Minister of Science and Technology
- In office 23 January 2015 – 20 May 2016
- Preceded by: Chang San-cheng Lin Yi-bing (acting)
- Succeeded by: Yang Hung-duen

Personal details
- Born: February 22, 1954 (age 72)
- Education: National Taiwan University (BS, MS) University of California, Berkeley (PhD)
- Fields: Electrical engineering
- Thesis: Performance Optimization of Integrated Circuits (1988)
- Doctoral advisor: Alberto Sangiovanni-Vincentelli

= Shyu Jyuo-min =

Taiwanese engineer

Shyu Jyuo-min (徐爵民 (Xú Juémín); born February 22, 1954) is a Taiwanese electrical engineer and academic. He was the Minister of Science and Technology from 23 January 2015 until 20 May 2016.

==Education==
Shyu graduated from National Taiwan University with a bachelor's degree and a master's degree in electrical engineering in 1977 and 1979, respectively. He then pursued doctoral studies in the United States, where he earned his Ph.D. in electrical engineering from the University of California, Berkeley, in 1988. His doctoral dissertation, completed under computer scientist Alberto Sangiovanni-Vincentelli, was titled, "Performance Optimization of Integrated Circuits".

==Early career==
In 1981–1984, Shyu worked as a researcher at Matsushita Electric Industrial Co., Ltd.
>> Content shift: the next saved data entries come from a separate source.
PR #1707, opened 2020-11-17
[IA-2336] Migrate testing to github action

jdcanas:
This seems to be working. 

Note that in the check section `continuous-integration/travis-ci Expected — Waiting for status to be reported`  will remain until I make a global change to the repo, at which time I'll also make the github action check required for merging. I plan to do this after approval.


rtitle:
Wow cool! Does it do code coverage too and attach the report to the PR? (I find it useful occasionally)

.github/workflows/unit_test.yml
```diff
@@ -0,0 +1,48 @@
...
+        JVM_OPTS:  -Xmx3G
+      run: sbt -Denv.type=test clean "test:compile" scalafmtCheckAll
+
+    - name: Run tests
+      env:
+        JAVA_OPTS: -Xmx3G
+        JVM_OPTS:  -Xmx3G
+      run: |
+          sbt -Denv.type=test -Dmysql.host=localhost -Dmysql.port=3307 "project http" coverage test coverageReport
+          sbt -Denv.type=test "project core" coverage test coverageReport
```
Qi77Qi: I would run tests for `core` before `http`

Qi77Qi: one thing I'm not sure how things work is how these codecov reports get published in travis...I'm thinking we'll need to do something for that in github workflow? (at least I think codecov needs some token defined?)

jdcanas:
Hmm... it does run code coverage (the output is on  line ~3000 of the test step... lol)

it may fail the entire step if that fails... 

I'm not sure how to get it to print it pretty. Maybe if I split it into a separate step it'll be more useful...

The annoying thing is that I'm pretty sure we generate the coverage as a function of running the tests themselves though, so it may run the tests twice if we want them to be separate checks, which makes it a bit less useful imo

Lemme dig a bit.

jdcanas:
Hmmm... I think I'll have to use something like this github actions plugin https://github.com/codecov/codecov-action. It seems to do what we want... will need to test a bit.

rtitle (approved):
LGTM when it works :)

jdcanas:
jenkins retest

In 2000–2001, he became the director-general of the SoC Technology Center of Industrial Technology Research Institute (ITRI) and as director-general of Electronics Research and Service Organization of ITRI in 2000–2004. In 2003–2007, he became the executive vice president of ITRI. In 2007–2010, he was the dean of the College of Electrical Engineering and Computer Sciences of National Tsing Hua University and in 2009-2010 as the vice chancellor of University System of Taiwan.

==Minister of Science and Technology==

===Ministry appointment===
On 23 January 2015, the Executive Yuan appointed Shyu to be the Minister of Science and Technology, replacing former Minister Chang San-cheng.